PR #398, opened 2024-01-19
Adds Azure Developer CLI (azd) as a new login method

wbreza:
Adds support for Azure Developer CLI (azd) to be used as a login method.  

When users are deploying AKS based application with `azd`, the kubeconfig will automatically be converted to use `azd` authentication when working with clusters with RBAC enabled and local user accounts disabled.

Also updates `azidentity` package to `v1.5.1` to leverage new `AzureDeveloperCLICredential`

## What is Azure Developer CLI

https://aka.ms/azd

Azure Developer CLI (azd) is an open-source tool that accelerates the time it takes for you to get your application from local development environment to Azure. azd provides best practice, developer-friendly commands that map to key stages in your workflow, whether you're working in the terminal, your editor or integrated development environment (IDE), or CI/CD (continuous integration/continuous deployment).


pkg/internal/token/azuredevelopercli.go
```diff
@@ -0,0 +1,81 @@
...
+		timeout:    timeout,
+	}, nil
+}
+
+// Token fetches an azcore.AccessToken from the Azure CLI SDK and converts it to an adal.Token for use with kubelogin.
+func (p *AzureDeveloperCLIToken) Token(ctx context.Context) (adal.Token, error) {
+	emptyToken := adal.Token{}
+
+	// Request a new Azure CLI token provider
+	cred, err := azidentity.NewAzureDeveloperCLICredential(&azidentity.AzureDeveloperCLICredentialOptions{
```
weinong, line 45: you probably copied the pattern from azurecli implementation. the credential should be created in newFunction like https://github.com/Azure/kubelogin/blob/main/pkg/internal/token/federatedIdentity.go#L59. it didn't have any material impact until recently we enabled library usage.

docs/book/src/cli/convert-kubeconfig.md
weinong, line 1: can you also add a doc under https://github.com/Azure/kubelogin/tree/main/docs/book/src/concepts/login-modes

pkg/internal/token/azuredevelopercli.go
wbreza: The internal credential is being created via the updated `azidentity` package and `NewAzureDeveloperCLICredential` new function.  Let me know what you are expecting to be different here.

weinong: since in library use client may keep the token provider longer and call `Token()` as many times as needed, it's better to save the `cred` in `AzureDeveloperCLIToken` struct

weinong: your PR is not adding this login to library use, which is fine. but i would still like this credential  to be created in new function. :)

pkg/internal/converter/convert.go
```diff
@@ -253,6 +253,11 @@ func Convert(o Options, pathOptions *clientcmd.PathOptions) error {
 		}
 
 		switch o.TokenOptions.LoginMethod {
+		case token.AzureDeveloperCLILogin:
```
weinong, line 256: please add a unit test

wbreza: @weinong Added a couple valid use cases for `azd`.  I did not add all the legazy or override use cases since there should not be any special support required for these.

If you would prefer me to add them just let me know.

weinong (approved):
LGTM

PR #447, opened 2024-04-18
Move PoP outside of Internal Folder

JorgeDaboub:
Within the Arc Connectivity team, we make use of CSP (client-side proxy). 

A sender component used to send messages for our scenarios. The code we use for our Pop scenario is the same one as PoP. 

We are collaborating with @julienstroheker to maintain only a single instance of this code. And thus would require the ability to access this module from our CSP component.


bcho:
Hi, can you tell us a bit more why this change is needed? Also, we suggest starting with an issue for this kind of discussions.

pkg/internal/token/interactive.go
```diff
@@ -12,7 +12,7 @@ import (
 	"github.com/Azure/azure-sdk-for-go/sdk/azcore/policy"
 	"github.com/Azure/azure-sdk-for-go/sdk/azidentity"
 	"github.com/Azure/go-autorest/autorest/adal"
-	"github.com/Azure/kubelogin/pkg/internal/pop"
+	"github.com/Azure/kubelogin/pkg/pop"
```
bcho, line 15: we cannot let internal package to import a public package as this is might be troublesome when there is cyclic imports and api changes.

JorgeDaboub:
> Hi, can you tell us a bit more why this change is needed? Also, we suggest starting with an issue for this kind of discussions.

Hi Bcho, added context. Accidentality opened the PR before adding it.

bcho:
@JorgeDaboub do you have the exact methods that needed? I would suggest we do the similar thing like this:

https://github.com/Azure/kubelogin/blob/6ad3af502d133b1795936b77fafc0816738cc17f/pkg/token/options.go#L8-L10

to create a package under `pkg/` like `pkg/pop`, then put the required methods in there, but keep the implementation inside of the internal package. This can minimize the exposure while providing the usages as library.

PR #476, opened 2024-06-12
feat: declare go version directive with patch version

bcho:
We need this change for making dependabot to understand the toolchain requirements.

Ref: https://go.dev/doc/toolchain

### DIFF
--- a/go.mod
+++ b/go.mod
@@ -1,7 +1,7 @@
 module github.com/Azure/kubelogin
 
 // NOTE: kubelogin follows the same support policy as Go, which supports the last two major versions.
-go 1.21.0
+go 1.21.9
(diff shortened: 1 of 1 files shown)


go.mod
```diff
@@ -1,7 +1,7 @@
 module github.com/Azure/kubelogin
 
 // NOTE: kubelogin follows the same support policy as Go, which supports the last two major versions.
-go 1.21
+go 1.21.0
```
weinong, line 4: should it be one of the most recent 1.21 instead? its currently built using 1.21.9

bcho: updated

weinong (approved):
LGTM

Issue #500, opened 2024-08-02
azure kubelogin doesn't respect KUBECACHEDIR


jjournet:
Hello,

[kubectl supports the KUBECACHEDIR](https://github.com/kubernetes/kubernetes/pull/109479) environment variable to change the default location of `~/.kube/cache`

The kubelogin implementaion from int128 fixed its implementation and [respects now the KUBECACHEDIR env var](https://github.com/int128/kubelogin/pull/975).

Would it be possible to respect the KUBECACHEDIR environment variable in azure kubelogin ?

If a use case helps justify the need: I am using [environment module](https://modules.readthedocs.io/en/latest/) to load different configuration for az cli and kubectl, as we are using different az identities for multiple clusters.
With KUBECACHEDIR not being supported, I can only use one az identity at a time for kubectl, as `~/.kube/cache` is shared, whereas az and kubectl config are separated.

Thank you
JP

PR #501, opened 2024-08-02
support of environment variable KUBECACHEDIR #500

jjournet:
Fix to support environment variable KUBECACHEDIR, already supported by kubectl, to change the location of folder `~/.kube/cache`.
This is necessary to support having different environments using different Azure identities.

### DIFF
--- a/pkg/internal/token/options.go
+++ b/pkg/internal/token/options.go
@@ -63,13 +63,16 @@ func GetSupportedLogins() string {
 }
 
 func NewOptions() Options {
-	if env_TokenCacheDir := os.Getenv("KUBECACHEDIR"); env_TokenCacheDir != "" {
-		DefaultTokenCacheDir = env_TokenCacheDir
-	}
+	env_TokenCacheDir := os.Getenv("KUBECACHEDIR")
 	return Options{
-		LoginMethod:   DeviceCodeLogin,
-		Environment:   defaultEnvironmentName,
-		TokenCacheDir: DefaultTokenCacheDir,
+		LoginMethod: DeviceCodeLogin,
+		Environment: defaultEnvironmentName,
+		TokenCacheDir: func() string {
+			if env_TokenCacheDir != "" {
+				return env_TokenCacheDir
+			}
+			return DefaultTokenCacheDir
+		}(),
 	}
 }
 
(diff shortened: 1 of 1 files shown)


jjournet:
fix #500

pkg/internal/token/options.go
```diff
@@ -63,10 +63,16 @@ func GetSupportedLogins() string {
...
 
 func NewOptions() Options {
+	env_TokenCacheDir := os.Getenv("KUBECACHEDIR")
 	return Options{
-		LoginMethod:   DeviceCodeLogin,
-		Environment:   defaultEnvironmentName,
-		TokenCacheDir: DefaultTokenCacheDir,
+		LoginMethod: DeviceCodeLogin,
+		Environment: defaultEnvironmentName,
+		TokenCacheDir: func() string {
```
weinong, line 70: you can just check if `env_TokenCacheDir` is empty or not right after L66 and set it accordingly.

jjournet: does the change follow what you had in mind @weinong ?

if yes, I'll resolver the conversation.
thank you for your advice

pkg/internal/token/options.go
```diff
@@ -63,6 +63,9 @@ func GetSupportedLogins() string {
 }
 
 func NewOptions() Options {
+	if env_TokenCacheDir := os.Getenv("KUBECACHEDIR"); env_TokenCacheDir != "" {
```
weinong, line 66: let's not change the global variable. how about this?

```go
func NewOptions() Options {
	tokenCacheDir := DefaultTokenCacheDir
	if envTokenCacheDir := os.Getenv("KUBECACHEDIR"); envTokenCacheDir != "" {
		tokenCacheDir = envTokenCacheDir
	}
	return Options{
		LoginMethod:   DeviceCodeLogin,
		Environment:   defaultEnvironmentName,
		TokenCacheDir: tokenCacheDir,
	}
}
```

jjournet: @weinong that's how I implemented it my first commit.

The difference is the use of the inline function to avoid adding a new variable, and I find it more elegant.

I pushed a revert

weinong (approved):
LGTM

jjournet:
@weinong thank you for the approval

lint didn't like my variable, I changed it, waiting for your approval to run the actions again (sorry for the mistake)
..........
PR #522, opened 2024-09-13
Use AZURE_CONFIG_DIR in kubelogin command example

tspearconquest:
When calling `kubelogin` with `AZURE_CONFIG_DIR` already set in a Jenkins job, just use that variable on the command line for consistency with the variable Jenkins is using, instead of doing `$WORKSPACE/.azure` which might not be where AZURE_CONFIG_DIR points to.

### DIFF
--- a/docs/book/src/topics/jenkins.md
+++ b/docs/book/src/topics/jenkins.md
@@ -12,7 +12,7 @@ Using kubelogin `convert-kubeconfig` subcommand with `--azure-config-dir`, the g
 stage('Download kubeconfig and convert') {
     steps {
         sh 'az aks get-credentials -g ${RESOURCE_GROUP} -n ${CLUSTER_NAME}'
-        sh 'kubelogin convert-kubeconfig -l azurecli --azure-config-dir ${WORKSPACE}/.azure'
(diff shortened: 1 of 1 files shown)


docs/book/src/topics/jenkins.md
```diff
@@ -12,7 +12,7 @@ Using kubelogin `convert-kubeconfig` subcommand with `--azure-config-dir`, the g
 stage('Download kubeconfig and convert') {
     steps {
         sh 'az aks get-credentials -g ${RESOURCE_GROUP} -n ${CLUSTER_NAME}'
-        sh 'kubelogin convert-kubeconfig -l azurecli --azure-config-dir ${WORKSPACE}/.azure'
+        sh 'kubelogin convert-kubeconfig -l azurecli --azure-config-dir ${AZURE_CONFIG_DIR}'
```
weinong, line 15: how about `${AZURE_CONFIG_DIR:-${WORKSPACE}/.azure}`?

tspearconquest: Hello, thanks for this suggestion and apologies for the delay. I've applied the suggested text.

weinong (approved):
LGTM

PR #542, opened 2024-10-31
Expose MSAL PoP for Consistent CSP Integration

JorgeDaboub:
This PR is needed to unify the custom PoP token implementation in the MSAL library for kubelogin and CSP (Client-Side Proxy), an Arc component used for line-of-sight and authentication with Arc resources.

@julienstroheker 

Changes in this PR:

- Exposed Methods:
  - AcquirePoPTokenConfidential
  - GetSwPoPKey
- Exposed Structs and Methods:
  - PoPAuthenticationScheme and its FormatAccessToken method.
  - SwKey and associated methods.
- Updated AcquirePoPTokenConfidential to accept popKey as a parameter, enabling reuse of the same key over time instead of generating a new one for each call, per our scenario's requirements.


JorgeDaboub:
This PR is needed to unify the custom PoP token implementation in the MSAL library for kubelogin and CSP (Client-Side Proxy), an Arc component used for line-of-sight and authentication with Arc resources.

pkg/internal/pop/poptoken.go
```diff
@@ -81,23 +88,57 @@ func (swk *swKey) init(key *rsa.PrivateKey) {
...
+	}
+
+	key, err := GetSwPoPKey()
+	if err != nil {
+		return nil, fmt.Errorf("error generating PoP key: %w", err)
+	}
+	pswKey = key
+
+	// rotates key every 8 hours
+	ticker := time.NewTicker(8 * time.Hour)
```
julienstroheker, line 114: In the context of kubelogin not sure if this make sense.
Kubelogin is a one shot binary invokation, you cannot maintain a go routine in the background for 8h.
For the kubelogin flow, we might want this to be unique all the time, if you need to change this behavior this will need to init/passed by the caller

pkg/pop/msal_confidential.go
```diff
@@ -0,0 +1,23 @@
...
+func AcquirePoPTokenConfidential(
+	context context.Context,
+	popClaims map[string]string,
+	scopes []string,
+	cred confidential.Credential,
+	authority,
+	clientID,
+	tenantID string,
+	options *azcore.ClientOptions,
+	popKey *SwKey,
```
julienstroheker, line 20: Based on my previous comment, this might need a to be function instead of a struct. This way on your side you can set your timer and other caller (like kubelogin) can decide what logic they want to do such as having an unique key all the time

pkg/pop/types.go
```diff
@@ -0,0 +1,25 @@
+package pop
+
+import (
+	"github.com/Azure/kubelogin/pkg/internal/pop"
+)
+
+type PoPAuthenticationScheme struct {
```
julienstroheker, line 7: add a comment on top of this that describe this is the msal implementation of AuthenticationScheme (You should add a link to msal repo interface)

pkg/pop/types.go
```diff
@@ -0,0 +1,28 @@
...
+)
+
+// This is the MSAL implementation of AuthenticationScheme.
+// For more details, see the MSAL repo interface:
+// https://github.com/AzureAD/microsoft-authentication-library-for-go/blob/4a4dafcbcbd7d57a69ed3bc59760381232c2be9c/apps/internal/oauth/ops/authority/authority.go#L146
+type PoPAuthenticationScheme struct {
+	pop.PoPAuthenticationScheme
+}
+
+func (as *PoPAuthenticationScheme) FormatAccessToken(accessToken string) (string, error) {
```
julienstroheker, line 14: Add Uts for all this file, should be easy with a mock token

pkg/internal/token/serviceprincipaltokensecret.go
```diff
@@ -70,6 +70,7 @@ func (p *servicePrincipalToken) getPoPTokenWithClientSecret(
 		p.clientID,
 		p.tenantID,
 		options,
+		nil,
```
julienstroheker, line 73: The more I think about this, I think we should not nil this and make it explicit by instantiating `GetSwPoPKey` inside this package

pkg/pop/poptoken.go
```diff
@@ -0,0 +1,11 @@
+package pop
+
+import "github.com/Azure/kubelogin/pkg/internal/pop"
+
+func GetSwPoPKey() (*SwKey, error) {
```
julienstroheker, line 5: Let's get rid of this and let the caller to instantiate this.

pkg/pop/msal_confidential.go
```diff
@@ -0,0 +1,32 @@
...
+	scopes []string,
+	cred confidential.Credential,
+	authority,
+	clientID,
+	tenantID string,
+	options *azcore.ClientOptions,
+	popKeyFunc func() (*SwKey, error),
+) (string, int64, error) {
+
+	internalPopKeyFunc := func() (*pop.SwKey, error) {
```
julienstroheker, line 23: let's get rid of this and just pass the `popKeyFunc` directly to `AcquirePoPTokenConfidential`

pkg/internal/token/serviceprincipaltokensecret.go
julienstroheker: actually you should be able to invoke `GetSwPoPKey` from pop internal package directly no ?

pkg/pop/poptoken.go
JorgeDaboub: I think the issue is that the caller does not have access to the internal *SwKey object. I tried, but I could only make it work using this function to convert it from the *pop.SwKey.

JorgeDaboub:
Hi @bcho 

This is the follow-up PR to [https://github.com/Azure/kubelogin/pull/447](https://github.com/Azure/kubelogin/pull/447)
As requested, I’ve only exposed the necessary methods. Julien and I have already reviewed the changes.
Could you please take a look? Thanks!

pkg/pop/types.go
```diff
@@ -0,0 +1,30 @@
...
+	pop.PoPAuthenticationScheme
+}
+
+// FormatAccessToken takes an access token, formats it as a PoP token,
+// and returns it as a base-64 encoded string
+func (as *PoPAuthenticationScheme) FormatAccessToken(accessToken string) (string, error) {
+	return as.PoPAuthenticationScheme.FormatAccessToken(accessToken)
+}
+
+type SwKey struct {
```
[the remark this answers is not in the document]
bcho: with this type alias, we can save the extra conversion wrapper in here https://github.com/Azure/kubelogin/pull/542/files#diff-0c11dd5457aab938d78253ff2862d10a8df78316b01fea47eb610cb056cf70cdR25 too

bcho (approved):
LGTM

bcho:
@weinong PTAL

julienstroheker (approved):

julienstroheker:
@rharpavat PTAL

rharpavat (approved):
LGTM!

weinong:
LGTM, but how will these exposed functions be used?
..........
WORK ORDER =
Would you please repeat exactly the lines above, starting at the line with "PR #398, opened 2024-01-19" and stopping at the line with "When users are", both included?

RESPONSE =
PR #398, opened 2024-01-19
Adds Azure Developer CLI (azd) as a new login method

wbreza:
Adds support for Azure Developer CLI (azd) to be used as a login method.  

When users are deploying AKS based application with `azd`, the kubeconfig will automatically be converted to use `azd` authentication when working with clusters with RBAC enabled and local user accounts disabled.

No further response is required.